There was an additional factor that worked to the advantage of Jews in Óbuda. Óbuda straddled the line that divided Western and Central parts of Hungary. Western Hungary (Transdanubia) had been ruled by Hungarian magnates on behalf of the Habsburg crown without interruption since the early sixteenth century, and was affected by the defining developments of the period: reformation, counter-reformation, and the rise of Absolutism. Jews in the market towns of Western Hungary were subject to the harshness of Absolutist rule, meaning severe limitations on residence, travel, and commerce; and an array of onerous taxes imposed on as many different items and aspects of Jewish communal life that the magnates could think of taxing. For these Jews, the Reforms of Joseph II brought a significant reprieve from the austerity of Magnate rule.
By contrast, Óbuda was situated at the western end of the part of Hungary. This region had been largely depopulated following the defeat of the Ottoman Turks at the end of the seventeenth century, and was still being rebuilt and repopulated through much of the eighteenth century. Consequently the Zichys invited Jews to settle in Óbuda on favorable terms that were more akin to the terms granted by Polish magnates to Jews in the eastern reaches of Poland than to those granted by Hungarian magnates in western Hungary. Remarkably, this was true even vis a vis the privileges that the Zichys gave Jews in Óbuda in comparison with those they had give Jews in their western Hungarian possessions.
More specifically, Jews in Óbuda were allowed to travel with Zichy protection freely throughout the Zichy Estate and elsewhere. Jews were allowed to buy and sell virtually anything, and there was no limit to the number of Jews that who could reside in Óbuda. Even after Óbuda was acquired by the Habsburg royal crown from the Zichy Family in 1765, most of the privileges were left intact and no restrictions added. In this sense, the imposition of the reforms of Joseph II in the 1780s were largely a lateral step for Jews in Óbuda from one favorable set of rights and obligations to another, rather than a sudden reprieve as they were for Jews in Transdanubia.
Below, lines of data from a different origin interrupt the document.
PR #11956, opened 2024-10-28
Allow passing a block to Hash#store (to update current value)

furunkel:
This is a proposal to allow passing a block to `Hash#store` to obtain the value to be stored.
The block is called with the current value or, if unset, the hash's default value; the block's return value will be the value that is stored. This is similar to e.g., `computeIfPresent`/`computeIfAbsent` in Java (I think).

I can think of several situations where this is useful, in particular for caches and counters.
For instance:
```ruby
counts = {}
elements.each do |element|
  counts.store(element){ (_1 || 0) + element.weight}
end
```

or even more elegant with a default value:
```ruby
counts = {}
counts.default = 0
elements.each do |element|
  counts.store(element){ _1 + element.weight}
end
```

Moreover, using the block form we should be able to do operations such as  `h[k] ||= x`, `h[k] -= x`, `h[k] += x`, or more generally `h[k] = f(h[k])`, with a single "hashing round-trip". If I'm not mistaken, currently these involve two separate calls to `#[]` and `#[]=` (with two calls to `#hash`?).

Finally, this makes `#store` a proper dual of `#fetch` which, similarly, can be passed a block.

I'm not entirely sure whether it is safe to call `rb_yield` from inside the hash update callback (e.g., because the block may raise).
At any rate, this change will likely need further discussion.

### DIFF
--- a/hash.c
+++ b/hash.c
@@ -2897,10 +2897,39 @@ hash_aset_str(st_data_t *key, st_data_t *val, struct update_arg *arg, int existi
 NOINSERT_UPDATE_CALLBACK(hash_aset)
 NOINSERT_UPDATE_CALLBACK(hash_aset_str)
 
+static int
+hash_store_yield(st_data_t *key, st_data_t *val, struct update_arg *arg, int existing)
+{
+    VALUE current_value;
+    if(existing) {
+        current_value = *val;
+    } else {
+        if (FL_TEST(arg->hash, RHASH_PROC_DEFAULT)) {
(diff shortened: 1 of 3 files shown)


nobu:
Please file a [new feature](https://bugs.ruby-lang.org/projects/ruby-master/issues/new).

furunkel:
@nobu, thanks for your reply, corresponding feature at https://bugs.ruby-lang.org/issues/20818.

PR #11963, opened 2024-10-30
Introduce Fiber Scheduler `blocking_region` hook.

ioquatix:
This allows us to hoist nogvl code out of the event loop to prevent blocking.

https://bugs.ruby-lang.org/issues/20855

### DIFF
--- a/scheduler.c
+++ b/scheduler.c
@@ -13,6 +13,9 @@
 #include "ruby/io.h"
 #include "ruby/io/buffer.h"
 
+#include "ruby/thread.h"
+
+// For `ruby_thread_has_gvl_p`.
 #include "internal/thread.h"
 
 static ID id_close;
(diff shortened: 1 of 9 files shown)


scheduler.c
```diff
@@ -693,6 +700,49 @@ rb_fiber_scheduler_address_resolve(VALUE scheduler, VALUE hostname)
...
+    void *(*function)(void *);
+    void *data;
+    rb_unblock_function_t *unblock_function;
+    void *data2;
+    int flags;
+
+    struct rb_fiber_scheduler_blocking_region_state *state;
+};
+
+VALUE rb_fiber_scheduler_blocking_region_proc(RB_BLOCK_CALL_FUNC_ARGLIST(value, _arguments))
```
nobu, line 713: Why is this global?

```suggestion
static VALUE
rb_fiber_scheduler_blocking_region_proc(RB_BLOCK_CALL_FUNC_ARGLIST(value, _arguments))
```

PR #11965, opened 2024-10-30
use `instance_method` to get method object

ko1:
instead of `method()`.

There is a bug around `define_method`, so this patch is workaround.

PR #11968, opened 2024-10-31
`alias` should care complemented flag

ko1:
`me->defined_class` should be 0 for method entries of Modules. The current implementation violates this condition when the aliased object was complemented cme.

This patch checks this condition
and fix https://github.com/ruby/ruby/pull/11965#issuecomment-2448291790


ko1:
complemented flag is not good condition. See the latest commit.

PR #11969, opened 2024-10-31
Make gemspec files for default gems with extensions

nobu:
Make gemspec files for default gems with extensions, so that rubygems can find them as gems.
However, the `--install-dir` option of `gem install` seems to exclude prerelease gems, even already installed in that directory, from the dependencies for some reasons; use the `GEM_HOME` environment variable instead.

Now net-imap 0.5.0 depends on json gem.


hsbt:
👍

PR #11975, opened 2024-11-01
Introduce `RUBY_ASSERT(ruby_thread_has_gvl_p())` to detect invalid interface usage.

ioquatix:
https://bugs.ruby-lang.org/issues/20877

This was originally to demonstrate/show the problems with zlib. That has now been fixed: https://github.com/ruby/zlib/pull/88

This change helps us find other (similar) issues and prevent regressions.

### DIFF
--- a/string.c
+++ b/string.c
@@ -42,6 +42,7 @@
 #include "probes.h"
 #include "ruby/encoding.h"
 #include "ruby/re.h"
+#include "ruby/thread.h"
 #include "ruby/util.h"
 #include "ruby_assert.h"
 #include "vm_sync.h"
@@ -2586,6 +2587,8 @@ rb_check_lockedtmp(VALUE str)
 static inline void
 str_modifiable(VALUE str)
 {
+    RUBY_ASSERT(ruby_thread_has_gvl_p());
+
     if (RB_UNLIKELY(FL_ANY_RAW(str, STR_UNMODIFIABLE_MASK))) {
         if (CHILLED_STRING_P(str)) {
             CHILLED_STRING_MUTATED(str);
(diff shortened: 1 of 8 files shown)


jeremyevans (changes requested):
The zlib changes should be sent upstream to ruby/zlib.  string.c changes look fine.

jeremyevans:
Never mind, looks like you did submit the changes ro ruby/zlib already: https://github.com/ruby/zlib/pull/88

jeremyevans (approved):
I recommend updating the commit message to describe that this is being done to debug issues in the zlib extension.  Code changes look fine.

ioquatix:
The reason why this PR is failing is because `zlib.c` is using the C functions without holding the GVL. Once https://github.com/ruby/zlib/pull/88 is merged, this PR will become green.

string.c
```diff
@@ -41,6 +41,7 @@
 #include "probes.h"
 #include "ruby/encoding.h"
 #include "ruby/re.h"
+#include "ruby/thread.h"
```
ko1, line 44: why does it needed?

ko1:
Do you plan to introduce assertions to all of `rb_` prefix C API?

string.c
ioquatix: For `ruby_thread_has_gvl_p`.

ioquatix:
> Do you plan to introduce assertions to all of rb_ prefix C API?

I feel like we should, but it's also quite a lot of work. So for now, my main goal is to find any bugs. Therefore, adding it to methods like `rb_xxx_modify` and so on may be sufficient.

If you have a different idea, please let me know.

string.c
ioquatix: Ah yes, I'll fix it.

ioquatix: Okay, it is fixed.

samuel-williams-shopify:
If you see an error like this:

```
string.c:3660: Assertion Failed: rb_str_set_len:ruby_thread_has_gvl_p()
```

It might mean you are (1) using a build of Ruby that includes this PR, but (2) haven't updated zlib gem to the latest version which does not trigger this assertion.

PR #11981, opened 2024-11-01
Add an environment variable for controlling the default Thread quantum

tenderlove:
This commit adds an environment variable `RUBY_THREAD_TIMESLICE` for
specifying the default thread quantum in milliseconds.  You can adjust
this variable to tune throughput, which is especially useful on
multithreaded systems that are mixing CPU bound work and IO bound work.

The default quantum remains 100ms.

[Feature #20861]

### DIFF
--- a/man/ruby.1
+++ b/man/ruby.1
@@ -537,6 +537,10 @@ Introduced in Ruby 3.3, default: unset.
 .Pp
 .It Ev RUBY_PAGER
 The pager command that will be used for
+.Pp
+.It Ev RUBY_THREAD_TIMESLICE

This lateral move, though, meant a growing complexity in the corporate hierarchy that governed Óbuda and its Jews. Whereas previously Óbuda Jews had dealt exclusively with the Zichy Family, after 1766 Óbuda and its Jews dealt with an array of officials that included county officials such as the local prefect and county magistrates who were assigned by the county to deal with Óbuda Jewry on behalf of the Hungarian National Diet and the Habsburg Crown, Count Zichy qua county High Sheriff, and the city council. The archival sources pertaining to Óbuda Jewry span the years 1776 and 1810 are drawn primarily from the protocols of the Jewish Community, but also from legal and commercial documents that were appended to or copied into these protocols. More than anything else, they reflect the ways that Jews in Óbuda navigated the complex political and social hierarchy through their commercial and administrative interactions with various government officials and manipulated it to their advantage. In addition, these documents include records of commercial and personal transactions between Jews in Óbuda, including numerous lawsuits that came before the Bet Din regarding commercial arrangements, communal taxes, loans, and inheritance. By the end of the eighteenth century, Óbuda Jewry had erected a full array of communal institutions, including a Kehilla that was empowered first by the Zichy Family and then the Habsburg Crown to manage the affairs of the Jewish community and operate a Bet Din [tribunal], a Hevra Kadisha [Burial Society], a cemetery, schools, and synagogue, and a rabbinate.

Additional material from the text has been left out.